Who Is Eligible To Claim Tax Deduction Under Section 80D?
- A person who pays premiums for the health insurance policy taken for himself, spouse, children, and his parents can claim for tax deduction according to this section 80D. The money that he can claim is already discussed above. The premiums have to be paid either online or through a cheque, draft, debit, or credit card are eligible for a tax deduction.
- Premiums paid for his/her brother, sister, aunt, or uncle, grandparents are not eligible for a tax deduction, and also on working children, this section is not suitable.
- Group health insurance taken by an individual is not eligible to claim a tax deduction. You should check out the concept of RD taxes And FD taxes.
Points To Be Noted
- When you have paid premium in a lump sum all at once for a health insurance policy, which is more than a year, he can claim a fraction of the amount he paid.
- One can get tax benefits when preventive health check-ups are in cash.
- Taxpayers are not eligible to claim on service tax because service tax on a health insurance policy is 14%.
- All the premiums that are eligible for tax deduction should be paid within the same year itself.
Difference Between 80D And 80C?
They both look similar to the rules in both of them are to save tax. But in section 80C, the upper limit of a tax deduction is more than section 80D. In section 80C, you can save up to ₹1.5 lakhs, whereas in section 80D, you can save up to ₹ 1 lakhs only.
Also, saving, but Section 80C, which is implemented in 1961, is for all investments. At the same time, section 80D is only for the health insurance policy for self, spouse, children, and parents. You can avail a rebate too.
FAQs
1. How can I claim tax benefits according to section 80D?
There is no need to submit documents in the income tax department to claim tax benefits. The deduction is on an individual basis, and any taxpayer can go and claim. However, keep those receipts and documents with you as sometimes you may need them.
2. What is the maximum limit of section 80D?
The maximum value is Rs.1 lakh when both the taxpayer and his parents age more than 60 years. Rs.50,000 when both age less than 60 years.

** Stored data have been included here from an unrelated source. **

PR #762, opened 2026-02-22
fix(statusline): read timezone from settings.json instead of hardcoding

### LINKED ISSUE #734: Statusline: timezone is hardcoded to America/Los_Angeles instead of reading from settings.json

jlacour-git:
## Summary

- Replaces hardcoded `America/Los_Angeles` timezone in `statusline-command.sh` with dynamic read from `settings.json` (`principal.timezone`)
- Falls back to UTC if no timezone is configured
- Affects both `reset_clock_time()` (line ~653) and inline `clock_time()` (line ~923)

The comment on line 596 already says "Uses TZ from settings.json" — this PR makes the code match the comment.

Closes #734

## Test plan

- [ ] Verify reset times display in configured timezone (e.g., `Europe/Berlin`)
- [ ] Verify fallback to UTC when `principal.timezone` is not set
- [ ] Verify no regression in `time_until` calculations (those use UTC diff, unaffected)

### DIFF
--- a/Releases/v3.0/.claude/statusline-command.sh
+++ b/Releases/v3.0/.claude/statusline-command.sh
@@ -69,6 +69,10 @@ DA_NAME="${DA_NAME:-Assistant}"
 PAI_VERSION=$(jq -r '.pai.version // "—"' "$SETTINGS_FILE" 2>/dev/null)
 PAI_VERSION="${PAI_VERSION:-—}"
 
+# Get user timezone from settings (for reset time display)
+USER_TZ=$(jq -r '.principal.timezone // empty' "$SETTINGS_FILE" 2>/dev/null)
+USER_TZ="${USER_TZ:-UTC}"
+
 # Get Algorithm version from LATEST file (single source of truth)
 ALGO_LATEST_FILE="$PAI_DIR/skills/PAI/Components/Algorithm/LATEST"
 if [ -f "$ALGO_LATEST_FILE" ]; then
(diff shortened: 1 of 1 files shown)


kaimagnus:
Thanks for catching this — the fix is incorporated in v4.0.1. The statusline now reads `principal.timezone` from `settings.json` with a UTC fallback. Closing as the fix is included in the release.

PR #780, opened 2026-02-23
fix(statusline): fix f-string syntax error silently breaking reset time display

### LINKED ISSUE #779: bug(statusline): f-string syntax error silently breaks reset time display for all OAuth users
## Problem

The `statusline-command.sh` batch Python eval block (around line 932) contains a syntax error that silently kills all four reset-time variables.

**Affected lines:**
```python
print(f"clock_5h='{clock_time(r5h, "hourly")}'")
print(f"clock_7d='{clock_time(r7d, "weekly")}'")
```

Python f-strings (pre-3.12) cannot contain the same quote character as the f-string delimiter. `"hourly"` inside `f"..."` is a `SyntaxError`.

Because the invocation uses `2>/dev/null`, the error is silently swallowed:
```bash
eval "$(python3 -c "...the whole block..." 2>/dev/null)"
```

The entire eval produces **no output**. All four variables are left unset:
- `reset_5h` → falls back to `—`
- `reset_7d` → falls back to `—`
- `clock_5h` → empty
- `clock_7d` → empty

**Result:** Any user with a valid OAuth token sees `↻—` instead of a real reset time in the usage statusline.

## Steps to Reproduce

1. Have a valid Anthropic OAuth token in the macOS Keychain
2. Observe the usage line in the statusline: `▰ USAGE: 5H: 6% ↻— │ WK: 12% ↻—`
3. The `resets_at` fields are present in the usage cache — the Python eval just fails silently

You can verify the failure:
```bash
# Simulate the eval without 2>/dev/null — shows the SyntaxError
python3 -c "print(f\"test='{chr(34)}nested{chr(34)}'\")  " 2>&1
```

## Fix

Use single-quoted string literals inside the double-quoted f-strings. Single quotes inside a `f"..."` f-string are valid in Python 3.6+:

```python
print(f"clock_5h='{clock_time(r5h, 'hourly')}'")
print(f"clock_7d='{clock_time(r7d, 'weekly')}'")
```

PR with fix: coming.

jlacour-git:
## Summary

- Fixes a Python f-string `SyntaxError` in the batch usage reset time eval that silently breaks all four reset-time variables (`reset_5h`, `reset_7d`, `clock_5h`, `clock_7d`) for **all users with valid OAuth tokens**
- The error is swallowed by `2>/dev/null`, so users see `↻—` instead of a real reset time with no indication anything is wrong

Closes #779

## Root Cause

```python
# Before — SyntaxError: double quotes inside double-quoted f-string (Python < 3.12)
print(f"clock_5h='{clock_time(r5h, "hourly")}'")
print(f"clock_7d='{clock_time(r7d, "weekly")}'")
```

Because the entire `python3 -c "..."` invocation is wrapped in `2>/dev/null`, the `SyntaxError` is silently discarded. The `eval` receives no output, all variables stay empty, and the statusline falls back to `—` for every reset time.

## Fix

```python
# After — single quotes inside double-quoted f-string, valid Python 3.6+
print(f"clock_5h='{clock_time(r5h, 'hourly')}'")
print(f"clock_7d='{clock_time(r7d, 'weekly')}'")
```

Single-quoted string literals inside a `f"..."` f-string are valid since Python 3.6. No behavior change — just fixes the silent crash.

## Test Plan

- [ ] Confirm `reset_5h` and `reset_7d` are populated after the eval (e.g. `4h32m`, `2d23h`)
- [ ] Confirm statusline usage line shows `↻4h32m` instead of `↻—`
- [ ] Verify no regression when OAuth token is absent (falls back to `—` as before)

### DIFF
--- a/Releases/v3.0/.claude/statusline-command.sh
+++ b/Releases/v3.0/.claude/statusline-command.sh
@@ -929,8 +929,8 @@ r5h = '$usage_5h_reset'
 r7d = '$usage_7d_reset'
 print(f\"reset_5h='{time_until(r5h)}'\")
 print(f\"reset_7d='{time_until(r7d)}'\")
-print(f\"clock_5h='{clock_time(r5h, \"hourly\")}'\")
-print(f\"clock_7d='{clock_time(r7d, \"weekly\")}'\")
+print(f\"clock_5h='{clock_time(r5h, 'hourly')}'\")
+print(f\"clock_7d='{clock_time(r7d, 'weekly')}'\")
 " 2>/dev/null)"
     reset_5h="${reset_5h:-—}"
     reset_7d="${reset_7d:-—}"


kaimagnus:
Good catch on the nested quoting — this is fixed in v4.0.1. Changed the escaped double quotes to single quotes inside the f-strings. Closing as the fix is included in the release.

PR #778, opened 2026-02-23
fix: Add PAI_DIR fallback to 26 runtime files with hardcoded $HOME/.claude paths

neilinger:
## Summary

- 26 files in `Releases/v3.0/.claude/` hardcode `$HOME/.claude` without checking `PAI_DIR`, breaking installations that use a non-default location
- Adds the standard `process.env.PAI_DIR || join(HOME, '.claude')` fallback pattern — the same pattern already used by hooks like `AlgorithmTracker`, `SessionSummary`, and `algorithm.ts`
- Files that already had `PAI_DIR` are left untouched

## Problem

Issue #694 identified that `CLAUDE_CONFIG_DIR` wasn't respected. The fix in #696 addressed only `INSTALL.ts`. The remaining 26 runtime files (hooks, skills, tools, actions, lib) still resolve paths via `$HOME/.claude` directly, ignoring `PAI_DIR` from `settings.json`.

This means any PAI installation not at `~/.claude` (e.g. project-scoped `.claude/` directories) has broken path resolution at runtime across banners, skill configs, action runners, session progress, feature registry, and more.

## Changes

**Pattern applied consistently:**
```typescript
// Before (hardcoded):
const CLAUDE_DIR = join(HOME, ".claude");

// After (respects PAI_DIR):
const CLAUDE_DIR = process.env.PAI_DIR || join(HOME, ".claude");
```

**Affected areas:**
- `hooks/` — LoadContext, RebuildSkill handler, identity lib
- `lib/migration/` — scanner now checks PAI_DIR location first
- `skills/PAI/Tools/` — Banner variants, ActivityParser, FeatureRegistry, SessionProgress, SessionHarvester, LearningPatternSynthesis, LoadSkillConfig, RebuildPAI
- `skills/` — Agents/ComposeAgent, Browser/Browse, Evals/AlgorithmBridge, PAIUpgrade/Anthropic, Recon/BountyPrograms, Telos/UpdateTelos, WebAssessment/config
- `ACTIONS/` — CORE and PAI runner.v2 (Inference import), social/post.action

Closes #694

PR #784, opened 2026-02-23
fix: PAI_DIR fallback with path.join() normalization

### LINKED ISSUE #694: Enhancement: Installer should set PAI_DIR to match CLAUDE_CONFIG_DIR when using custom config directory
## Summary

When PAI is installed into a custom `CLAUDE_CONFIG_DIR` location (e.g., `~/alva-pai/.claude`), 
the installer always writes `PAI_DIR` pointing to `~/.claude` (the default). This creates a 
split-brain where Claude's config home and PAI's runtime home are different directories, causing 
MEMORY, hooks, and session data to accumulate in two separate locations.

## Environment

- macOS 15 (Darwin 25.3.0)
- Claude Code (Homebrew)
- PAI v2.5
- Shell: zsh

## Problem

**File:** `INSTALL.ts` / `settings.json`

The installer writes:
```json
"PAI_DIR": "/Users/<username>/.claude"
```

But when `CLAUDE_CONFIG_DIR` is set to a different location (e.g., `/Users/<username>/alva-pai/.claude`), 
this creates a mismatch:

| What | Points to |
|------|-----------|
| `CLAUDE_CONFIG_DIR` | `~/alva-pai/.claude` (Claude reads config, stores sessions here) |
| `PAI_DIR` in settings.json | `~/.claude` (hooks, MEMORY, skills resolve here) |

**Impact:**
- MEMORY/WORK entries accumulate in `~/.claude/MEMORY/` instead of the actual config home
- Debug logs accumulate in `~/alva-pai/.claude/debug/` (Claude's home) while MEMORY goes elsewhere
- Session data is split across two directories
- Two parallel copies of hooks/skills exist but only one is active
- Users lose track of which directory is canonical

## Reproduction

```bash
# Set a custom config directory
export CLAUDE_CONFIG_DIR="$HOME/custom-pai/.claude"

# Install PAI
# ... installer runs ...

# Check the mismatch
grep PAI_DIR "$CLAUDE_CONFIG_DIR/settings.json"
# Output: "PAI_DIR": "/Users/<username>/.claude"  ← wrong!
# Should be: "PAI_DIR": "/Users/<username>/custom-pai/.claude"
```

## Suggested Fix

In `INSTALL.ts`, detect `CLAUDE_CONFIG_DIR` and use it as the value for `PAI_DIR`:

```typescript
const paiDir = process.env.CLAUDE_CONFIG_DIR || path.join(os.homedir(), '.claude');
// Write to settings.json:
// "PAI_DIR": paiDir
```

This ensures that when users intentionally place their config in a custom location 
(for isolation, git tracking, etc.), all PAI runtime paths resolve to that same location.

## Related Issues

- #549 — Fixed `$HOME` literal string not being expanded (different root cause, same symptom class)
- #612 — INSTALL.ts overwriting settings.json values

## Use Case Context

Users may want `CLAUDE_CONFIG_DIR` redirection for:
- **Git-tracked PAI installations** (version control the entire `.claude/` directory)
- **Multi-environment isolation** (PAI vs vanilla Claude vs legacy)
- **Team-shared configurations** (project-local `.claude/` directories)

bitfieldz:
## Summary

- Adds `PAI_DIR` env var fallback to all 26 runtime files with hardcoded `$HOME/.claude` paths (same scope as #778 by @neilinger)
- Normalizes **all** path constructions to use `path.join()` instead of template literal interpolation

## Why `join()` over template literals?

`path.join()` from `node:path` provides:
- **Separator normalization** — handles double slashes if a dir value ends with `/`
- **Segment resolution** — resolves `.` and `..` components
- **Consistency** — single pattern across the entire codebase

Template literals like `` `${BASE_DIR}/skills/...` `` don't normalize, so `PAI_DIR=/foo/bar/` produces `/foo/bar//skills/...`.

Six files from the original changeset used template literals and have been converted:
- `ComposeAgent.ts`, `Browse.ts`, `post.action.ts`
- `AlgorithmBridge.ts`, `BountyPrograms.ts`, `WebAssessment/config.ts`

## Relationship to #778

This PR extends @neilinger's work in #778 with the `join()` normalization layer. All 26 files from #778 are included. If #778 merges first, this PR can be rebased to only include the `join()` conversions.

Closes #694

Co-Authored-By: Neil Scholten <neil@scholten.io>

### DIFF
--- a/Releases/v3.0/.claude/hooks/LoadContext.hook.ts
+++ b/Releases/v3.0/.claude/hooks/LoadContext.hook.ts
@@ -442,8 +442,8 @@ async function checkActiveProgress(paiDir: string): Promise<string | null> {
     }
   }
 
-  summary += '\n💡 To resume project: `bun run ~/.claude/skills/PAI/Tools/SessionProgress.ts resume <project>`\n';
-  summary += '💡 To complete project: `bun run ~/.claude/skills/PAI/Tools/SessionProgress.ts complete <project>`\n';
+  summary += `\n💡 To resume project: \`bun run ${join(paiDir, 'skills/PAI/Tools/SessionProgress.ts')} resume <project>\`\n`;
+  summary += `💡 To complete project: \`bun run ${join(paiDir, 'skills/PAI/Tools/SessionProgress.ts')} complete <project>\`\n`;
 
   return summary;
 }
@@ -520,7 +520,7 @@ async function main() {
     if (needsRebuild) {
       console.error('🔨 Rebuilding SKILL.md (components changed)...');
       try {
-        execSync('bun ~/.claude/skills/PAI/Tools/RebuildPAI.ts', {
+        execSync(`bun ${join(paiDir, 'skills/PAI/Tools/RebuildPAI.ts')}`, {
           cwd: paiDir,
           stdio: 'pipe',
           timeout: 5000
--- a/Releases/v3.0/.claude/hooks/LoadContext.hook.ts
+++ b/Releases/v3.0/.claude/hooks/LoadContext.hook.ts
@@ -520,7 +520,7 @@ async function main() {
     if (needsRebuild) {
       console.error('🔨 Rebuilding SKILL.md (components changed)...');
       try {
-        execSync('bun ~/.claude/skills/PAI/Tools/RebuildPAI.ts', {
+        execSync(`bun ${paiDir}/skills/PAI/Tools/RebuildPAI.ts`, {
           cwd: paiDir,
           stdio: 'pipe',
           timeout: 5000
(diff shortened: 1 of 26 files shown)


danielmiessler:
Hey @Spirotot — Kai here, Daniel's AI assistant, doing the next pass of triage on the PAI repo.

Closing this out because v5.0.0 already ships consolidated path resolution at `hooks/lib/paths.ts` — `getPaiDir()`, `getClaudeDir()`, and `paiPath(...)` honor `PAI_DIR` (and `CLAUDE_CONFIG_DIR`) and are the single canonical entry points used across hooks and tools. The intent of this PR is in v5; the specific edits are against pre-consolidation v4 paths and won't merge cleanly.

**If hardcoded paths are still slipping through against v5.0.0, please open a fresh PR against the new release pointing to the specific files.** Thanks for taking the time to put this together — really appreciated.

— Kai 🤖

3. Can medical bills claim under section 80D?
section 80D allows any individual to claim back his money for medical expenditures incurred for senior citizens. Unlike section 80C, section 80D is only for a health insurance policy.
Tip
Don’t always chase for the upper limit. Choose a plan that suits you and your family well to be financially safe. Read carefully about the tax slabs also.